EXTRACTED ENTRIES START
PR #241, opened 2022-12-02
Highlight box update

rosemm:
This is an update to the css file for all modules. It make several adjustments to highlight boxes:

- Adds new highlight boxes (e.g. `cool-fact`, `history`) 
- Replaces the icons before several kinds of highlight boxes
- Adds automatic text to the beginning of each highlight box
- Renames `learnmore` to `learn-more` for consistency with other multi-word divs
- Removes `hint` boxes, which we were not using
- Update from Font Awesome 5 to 6

In addition to the css file itself, this PR also includes changes to the module template. The section on highlight boxes was substantially updated both to add the new kinds of boxes available, as well as to clarify the purpose of existing highlight boxes:
- The instructions for when to use each kind of highlight box have been changed
- The examples for each highlight box have also been updated

NOTE: This qualifies as a major revision of the module template. Modules made with the previous template may use highlight boxes in a way that would be inconsistent with the updated template, especially ones that were particularly unclear or inconsistent in the previous template (e.g. care vs. help, warning vs. important, options vs. learnmore). 

Finally, all existing markdown files that included the string `learnmore` have had it updated to `learn-more`. Oh, and I alphabetized the list of highlight boxes, both in the module template and the css file, to make it a little easier to navigate.

### DIFF
--- a/a_sample_module_template/a_sample_module_template.md
+++ b/a_sample_module_template/a_sample_module_template.md
@@ -115,14 +115,14 @@ It has a gears icon and always begins with the text "Behind the scenes".
 For example:
 
 <div class = "behind-the-scenes">
-**Behind the scenes**
+<b style="color: rgb(var(--color-highlight));">Behind the scenes</b><br>
 
 The commit number is a hash and associated details
 
 </div>
 
 <div class = "behind-the-scenes">
-**Behind the scenes**
+<b style="color: rgb(var(--color-highlight));">Behind the scenes</b><br>
 
 In R the `<-` and `=` can both be used for assignment because...
 
@@ -135,14 +135,14 @@ It has a hand-holding-heart icon and always begins with the text "A little encou
 For example:
 
 <div class = "care">
-**A little encouragement...**
+<b style="color: rgb(var(--color-highlight));">A little encouragement...</b><br>
 
 This is a topic with a tremendous amount of jargon, which can make resources you may find online hard to understand for folks new to the field. When that happens it's easy to feel like there's something wrong with you if you don't get it, but that's not the case! Those kinds of gatekeeping explanations are a failure on the part of the writer, not the learner.
 
 </div>
 
 <div class = "care">
-**A little encouragement...**
+<b style="color: rgb(var(--color-highlight));">A little encouragement...</b><br>
 
 Feeling overwhelmed? It takes a long time to learn git, so don't be disheartened if it doesn't click initially. Just focus on stage, commit, and push. Ignore the rest for now, until you've had a chance to practice just the stage-commit-push process several times.
 
@@ -155,7 +155,7 @@ It has a brain icon and always begins with the text "Did you know?"
 For example:
 
 <div class = "cool-fact">
-**Did you know?**
+<b style="color: rgb(var(--color-highlight));">Did you know?</b><br>
 
 Functions like this are sometimes called "syntactic sugar" because they don't change anything about how the code runs, they just make it easier for humans to read, the way that sugar makes food sweeter without adding any nutrition.
 
@@ -163,7 +163,7 @@ Functions like this are sometimes called "syntactic sugar" because they don't ch
 
 
 <div class = "cool-fact">
-**Did you know?**
+<b style="color: rgb(var(--color-highlight));">Did you know?</b><br>
 
 This is a box showing how images work in a highlight box.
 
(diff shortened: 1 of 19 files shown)


drelliche:
@rosemm I'm seeing an issue with the `before` text showing up before each item in a list inside of a box. 

Take a look at this box in the [Bash: Combining Commands module](https://liascript.github.io/course/?https://raw.githubusercontent.com/arcus/education_modules/highlight_box_update/bash_103_combining_commands/bash_103_combining_commands.md#7)
Screen Shot 2022-12-02 at 11 19 46 AM

rosemm:
Dagnabbit! Good catch --- I'll see if I can get the lists to behave properly. Thanks!

drelliche:
Later in the [same module](https://liascript.github.io/course/?https://raw.githubusercontent.com/arcus/education_modules/highlight_box_update/bash_103_combining_commands/bash_103_combining_commands.md#7) I'm also seeing the title showing up more than once

Screen Shot 2022-12-02 at 11 22 31 AM

drelliche:
For the double title, perhaps this is an issue of me trying to put a bold title in the box from earlier? I can't see any other possible causes of the double `before`.

drelliche:
I've rejected my previous thought about opening with bold doubling the title, because that doesn't happen [here](https://liascript.github.io/course/?https://raw.githubusercontent.com/arcus/education_modules/highlight_box_update/bash_103_combining_commands/bash_103_combining_commands.md#5): 
Screen Shot 2022-12-02 at 11 29 23 AM

drelliche:
Here is another weird effect in [Bash 101](https://liascript.github.io/course/?https://raw.githubusercontent.com/arcus/education_modules/highlight_box_update/bash_command_line_101/bash_command_line_101.md#12)

Screen Shot 2022-12-02 at 11 42 17 AM


The markdown for this (which I'm realizing needs to be updated with the actual link... oops) is:

<div class = "learn-more">
Even though the words "plain text" in the previous paragraph have some non-text attributes, they are all recorded as plain text in the Markdown (`.md`) file of this lesson. If you open the [Markdown file](link/to/git/of/this/file), you will see only characters that can be typed by a keyboard:

```
[**plain text**](https://en.wikipedia.org/wiki/Plain_text)
```
</div>

drelliche:
Also, I very much doubt that this is an issue connected to `learn-more` in particular. Rather this is coming up here because the bash modules show up first alphabetically and I used `learn-more` as a giant catch-all.

rosemm:
Okie dokie, @drelliche this is ready for you again. I did some testing on using lia macros to insert the text for highlight boxes, and it worked for some but I couldn't get it working properly for boxes that contained lists (why are lists so hard?). So I'm officially giving up on automatic text and have instead put in the text for each box in the template, to be copy-pasted along with the div code. Not ideal, but it works. 
I did a more thorough job of testing this as well --- I looked at two bash modules, data storage, and ggplot, and they all rendered correctly (I would expect they would, since the only real change to the css now is updating the icons).

drelliche:
@rosemm Two questions: 
1. Would it make sense to do a find and replace to put the title text on each box? Or will that screw up the boxes that already have titles of some sort and we should probably each go through our own modules updating the boxes and titles?
2. Is it possible to make the title text the same color as the icon? That would make it visually clear that the text is part of the box itself, and not the contents, like in this example:
205339789-03fa7103-3cb3-4dd0-a324-53ced0c82687

rosemm:
For 1, I had the same thought, with the same concern. I think, just glancing at the highlight boxes in some of our existing modules, we'll need to go over them manually to check that they're the right kind of box since we've tweaked the expectations for which boxes get used for what. So I was thinking it probably makes sense to bundle that with adding in that header text (and also maybe removing redundant headers in boxes that already have something there). We could start by doing an automatic text insertion, but I think we'll have to go back and edit anyway in a lot of cases. So maybe it's better to leave them as unchanged as possible for now so we don't insert headers that feel weird given the content that follows in the box?
For 2, excellent idea! Done!

drelliche (approved):

franzenr:
@drelliche @rosemm I hate to be the bearer of bad news, but I think the module template version number was incorrectly incremented. 

If this constituted a major version change, bringing it up from 2.0.1, then the new version should be 3.0.0, not 3.1.0 
whenever a number is incremented, all numbers to right of it should be reset to zero. (See the first bullet under ["Versioning Basics"](https://github.com/arcus/education_modules/blob/main/versioning_guidelines.md)

drelliche:
@franzenr You are so right... ugh, I'm on it.

drelliche:
@franzenr Could you check if this fixes it: https://github.com/arcus/education_modules/pull/243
EXTRACTED ENTRIES END
* WHAT TO DO: Repeat every entry above exactly, leaving nothing out.

* RESPONSE TO THIS TASK:
PR #241, opened 2022-12-02
Highlight box update

rosemm:
This is an update to the css file for all modules. It make several adjustments to highlight boxes:

- Adds new highlight boxes (e.g. `cool-fact`, `history`) 
- Replaces the icons before several kinds of highlight boxes
- Adds automatic text to the beginning of each highlight box
- Renames `learnmore` to `learn-more` for consistency with other multi-word divs
- Removes `hint` boxes, which we were not using
- Update from Font Awesome 5 to 6

In addition to the css file itself, this PR also includes changes to the module template. The section on highlight boxes was substantially updated both to add the new kinds of boxes available, as well as to clarify the purpose of existing highlight boxes:
- The instructions for when to use each kind of highlight box have been changed
- The examples for each highlight box have also been updated

NOTE: This qualifies as a major revision of the module template. Modules made with the previous template may use highlight boxes in a way that would be inconsistent with the updated template, especially ones that were particularly unclear or inconsistent in the previous template (e.g. care vs. help, warning vs. important, options vs. learnmore). 

Finally, all existing markdown files that included the string `learnmore` have had it updated to `learn-more`. Oh, and I alphabetized the list of highlight boxes, both in the module template and the css file, to make it a little easier to navigate.

### DIFF
--- a/a_sample_module_template/a_sample_module_template.md
+++ b/a_sample_module_template/a_sample_module_template.md
@@ -115,14 +115,14 @@ It has a gears icon and always begins with the text "Behind the scenes".
 For example:
 
 <div class = "behind-the-scenes">
-**Behind the scenes**
+<b style="color: rgb(var(--color-highlight));">Behind the scenes</b><br>
 
 The commit number is a hash and associated details
 
 </div>
 
 <div class = "behind-the-scenes">
-**Behind the scenes**
+<b style="color: rgb(var(--color-highlight));">Behind the scenes</b><br>
 
 In R the `<-` and `=` can both be used for assignment because...
 
@@ -135,14 +135,14 @@ It has a hand-holding-heart icon and always begins with the text "A little encou
 For example:
 
 <div class = "care">
-**A little encouragement...**
+<b style="color: rgb(var(--color-highlight));">A little encouragement...</b><br>
 
 This is a topic with a tremendous amount of jargon, which can make resources you may find online hard to understand for folks new to the field. When that happens it's easy to feel like there's something wrong with you if you don't get it, but that's not the case! Those kinds of gatekeeping explanations are a failure on the part of the writer, not the learner.
 
 </div>
 
 <div class = "care">
-**A little encouragement...**
+<b style="color: rgb(var(--color-highlight));">A little encouragement...</b><br>
 
 Feeling overwhelmed? It takes a long time to learn git, so don't be disheartened if it doesn't click initially. Just focus on stage, commit, and push. Ignore the rest for now, until you've had a chance to practice just the stage-commit-push process several times.
 
@@ -155,7 +155,7 @@ It has a brain icon and always begins with the text "Did you know?"
 For example:
 
 <div class = "cool-fact">
-**Did you know?**
+<b style="color: rgb(var(--color-highlight));">Did you know?</b><br>
 
 Functions like this are sometimes called "syntactic sugar" because they don't change anything about how the code runs, they just make it easier for humans to read, the way that sugar makes food sweeter without adding any nutrition.
 
@@ -163,7 +163,7 @@ Functions like this are sometimes called "syntactic sugar" because they don't ch
 
 
 <div class = "cool-fact">
-**Did you know?**
+<b style="color: rgb(var(--color-highlight));">Did you know?</b><br>
 
 This is a box showing how images work in a highlight box.
 
(diff shortened: 1 of 19 files shown)


drelliche:
@rosemm I'm seeing an issue with the `before` text showing up before each item in a list inside of a box. 

Take a look at this box in the [Bash: Combining Commands module](https://liascript.github.io/course/?https://raw.githubusercontent.com/arcus/education_modules/highlight_box_update/bash_103_combining_commands/bash_103_combining_commands.md#7)
Screen Shot 2022-12-02 at 11 19 46 AM

rosemm:
Dagnabbit! Good catch --- I'll see if I can get the lists to behave properly. Thanks!

drelliche:
Later in the [same module](https://liascript.github.io/course/?https://raw.githubusercontent.com/arcus/education_modules/highlight_box_update/bash_103_combining_commands/bash_103_combining_commands.md#7) I'm also seeing the title showing up more than once

Screen Shot 2022-12-02 at 11 22 31 AM

drelliche:
For the double title, perhaps this is an issue of me trying to put a bold title in the box from earlier? I can't see any other possible causes of the double `before`.

drelliche:
I've rejected my previous thought about opening with bold doubling the title, because that doesn't happen [here](https://liascript.github.io/course/?https://raw.githubusercontent.com/arcus/education_modules/highlight_box_update/bash_103_combining_commands/bash_103_combining_commands.md#5): 
Screen Shot 2022-12-02 at 11 29 23 AM

drelliche:
Here is another weird effect in [Bash 101](https://liascript.github.io/course/?https://raw.githubusercontent.com/arcus/education_modules/highlight_box_update/bash_command_line_101/bash_command_line_101.md#12)

Screen Shot 2022-12-02 at 11 42 17 AM


The markdown for this (which I'm realizing needs to be updated with the actual link... oops) is:

<div class = "learn-more">
Even though the words "plain text" in the previous paragraph have some non-text attributes, they are all recorded as plain text in the Markdown (`.md`) file of this lesson. If you open the [Markdown file](link/to/git/of/this/file), you will see only characters that can be typed by a keyboard:

```
[**plain text**](https://en.wikipedia.org/wiki/Plain_text)
```
</div>

drelliche:
Also, I very much doubt that this is an issue connected to `learn-more` in particular. Rather this is coming up here because the bash modules show up first alphabetically and I used `learn-more` as a giant catch-all.

rosemm:
Okie dokie, @drelliche this is ready for you again. I did some testing on using lia macros to insert the text for highlight boxes, and it worked for some but I couldn't get it working properly for boxes that contained lists (why are lists so hard?). So I'm officially giving up on automatic text and have instead put in the text for each box in the template, to be copy-pasted along with the div code. Not ideal, but it works. 
I did a more thorough job of testing this as well --- I looked at two bash modules, data storage, and ggplot, and they all rendered correctly (I would expect they would, since the only real change to the css now is updating the icons).

drelliche:
@rosemm Two questions: 
1. Would it make sense to do a find and replace to put the title text on each box? Or will that screw up the boxes that already have titles of some sort and we should probably each go through our own modules updating the boxes and titles?
2. Is it possible to make the title text the same color as the icon? That would make it visually clear that the text is part of the box itself, and not the contents, like in this example:
205339789-03fa7103-3cb3-4dd0-a324-53ced0c82687

rosemm:
For 1, I had the same thought, with the same concern. I think, just glancing at the highlight boxes in some of our existing modules, we'll need to go over them manually to check that they're the right kind of box since we've tweaked the expectations for which boxes get used for what. So I was thinking it probably makes sense to bundle that with adding in that header text (and also maybe removing redundant headers in boxes that already have something there). We could start by doing an automatic text insertion, but I think we'll have to go back and edit anyway in a lot of cases. So maybe it's better to leave them as unchanged as possible for now so we don't insert headers that feel weird given the content that follows in the box?
For 2, excellent idea! Done!

drelliche (approved):

franzenr:
@drelliche @rosemm I hate to be the bearer of bad news, but I think the module template version number was incorrectly incremented. 

If this constituted a major version change, bringing it up from 2.0.1, then the new version should be 3.0.0, not 3.1.0 
whenever a number is incremented, all numbers to right of it should be reset to zero. (See the first bullet under ["Versioning Basics"](https://github.com/arcus/education_modules/blob/main/versioning_guidelines.md)

drelliche:
@franzenr You are so right... ugh, I'm on it.

drelliche:
@franzenr Could you check if this fixes it: https://github.com/arcus/education_modules/pull/243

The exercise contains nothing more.